Is this a new pokie? Never heard of it before? Looks nice and good pictures btw!


----------



## massmorels (Jan 1, 2008)

nope, this sp. has been around for awhile. Just not as common as the others..


----------



## Taki F&T (Jan 1, 2008)

Awesome, congrats. Mine is looking like it's male.....


----------



## massmorels (Jan 1, 2008)

Taki F&T said:


> Awesome, congrats. Mine is looking like it's male.....


that may be a good thing!!! ~wink wink~


----------



## LaurynSS (Jan 1, 2008)

massmorels said:


> about 5" now.. Just did a small photo shoot.


Very nice indeed. Do you have any for sale? Slings, maybe?


----------



## _bob_ (Jan 1, 2008)

massmorels said:


> nope, this sp. has been around for awhile. Just not as common as the others..


Um... Its pretty new

http://www.arachnoboards.com/ab/showthread.php?t=74693


----------



## massmorels (Jan 1, 2008)

2006, thats it?.. seems like its been longer than that.


----------



## massmorels (Jan 1, 2008)

LaurynSS said:


> Very nice indeed. Do you have any for sale? Slings, maybe?

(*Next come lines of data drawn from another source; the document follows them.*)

Issue #1283, opened 2015-08-31
Replace string concatenation log statements with format templates


rogeralsing:
Currently, there are a few cases where we do things like:

`_log.Debug("Foo" + bar + "Baz" + yo);`
This is however incompatible with loggers that use special formatting. (e.g. Serilog)

This should be replaced with:
`_log.Debug("Foo {0} Baz {1}",bar,yo);`

That way, loggers can apply whatever logic they need to the formatting template.

alex-kondrashov:
Can I help on this one? seems to be easy to start with.

Dim0N22:
I've found only [one line](https://github.com/akkadotnet/akka.net/blob/dev/src/core/Akka/Actor/Inbox.Actor.cs#L52) with string concatenation in entire solution.
Everything else looks fine to me.

rogeralsing:
Ill see what sources i find, i see some log posts coming in with no message templates in elastic search

rogeralsing:
@Dim0N22 did you also check the other log levels or only Debug?

Dim0N22:
@rogeralsing I've checked all log levels. 
Double checked it with regexp, nothing found. Maybe I missed something?

alex-kondrashov:
I've found couple of places [like this](https://github.com/akkadotnet/akka.net/blob/928ff2b3b23457ea1e4e1d9f0819fca945506a1b/src/core/Akka.Remote.TestKit/MultiNodeSpec.cs#L606)
but I'm not sure if it's relevant.

rogeralsing:
@alex-kondrashov that is absolutely relevant. all dynamic content should be injected through the template. otherwise we can not extract the value using semantic logging

rogeralsing:
Thanks for all the help guys!

PR #1297, opened 2015-09-07
Replaced string concatenation with format templates in log statements

alex-kondrashov:
These fixes relate to [this issue #1283](https://github.com/akkadotnet/akka.net/issues/1283).

Basically I corrected all the places that I've found. The main idea behind fixes is
to change log statements from this 
```c#
_log.Debug("Foo" + bar + "Baz" + yo)
```
to this
```c#
_log.Debug("Foo {0} Baz {1}",bar,yo);
```
I squashed all the commits into one.

### DIFF
--- a/src/core/Akka.Remote.TestKit/MultiNodeSpec.cs
+++ b/src/core/Akka.Remote.TestKit/MultiNodeSpec.cs
@@ -603,7 +603,7 @@ namespace Akka.Remote.TestKit
                         // controller node is finished/exited before r.addr is run
                         // on the other nodes
                         var unresolved = "akka://unresolved-replacement-" + r.Role.Name;
-                        Log.Warning(unresolved + " due to: " + e.ToString());
+		         Log.Warning(unresolved + " due to: {0}", e.ToString());
                         replaceWith = unresolved;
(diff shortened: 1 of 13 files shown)


src/core/Akka.Remote.TestKit/MultiNodeSpec.cs
```diff
@@ -603,7 +603,7 @@ protected void InjectDeployments(ActorSystem system, RoleName role)
                         // controller node is finished/exited before r.addr is run
                         // on the other nodes
                         var unresolved = "akka://unresolved-replacement-" + r.Role.Name;
-                        Log.Warning(unresolved + " due to: " + e.ToString());
+		         Log.Warning(unresolved + " due to: {0}", e.ToString());
```
rogeralsing: Could you remove the .ToString() part on the `e`? normal loggers will do the tostringing by themselves and serilog needs the entire object to write the exception details

Aaronontheweb:
Could you rebase to the latest changes on `dev`? Should fix the problem with this failing unit test.

rogeralsing:
Merging this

Check with anastasia, she may have some for sale.


----------



## Mina (Jan 1, 2008)

Congrats Travis, she is beautiful!!!  Are you going to breed her?


----------



## massmorels (Jan 1, 2008)

Mina said:


> Congrats Travis, she is beautiful!!!  Are you going to breed her?


god I hope so...


----------



## Tarantula Lover (Jan 1, 2008)

Yeah, I didn't recognize the name at all. Pretty long compared to most pokies. Looks beautiful though!


----------



## miarachnids (Jan 1, 2008)

Hey Travis I have a 5" female as well. So if you find a male let me know. and I'll do the same for you.


----------



## massmorels (Jan 1, 2008)

miarachnids said:


> Hey Travis I have a 5" female as well. So if you find a male let me know. and I'll do the same for you.


Ive got a buddy with one. But his 2 females are in line before mine. Hoping he survives them!


----------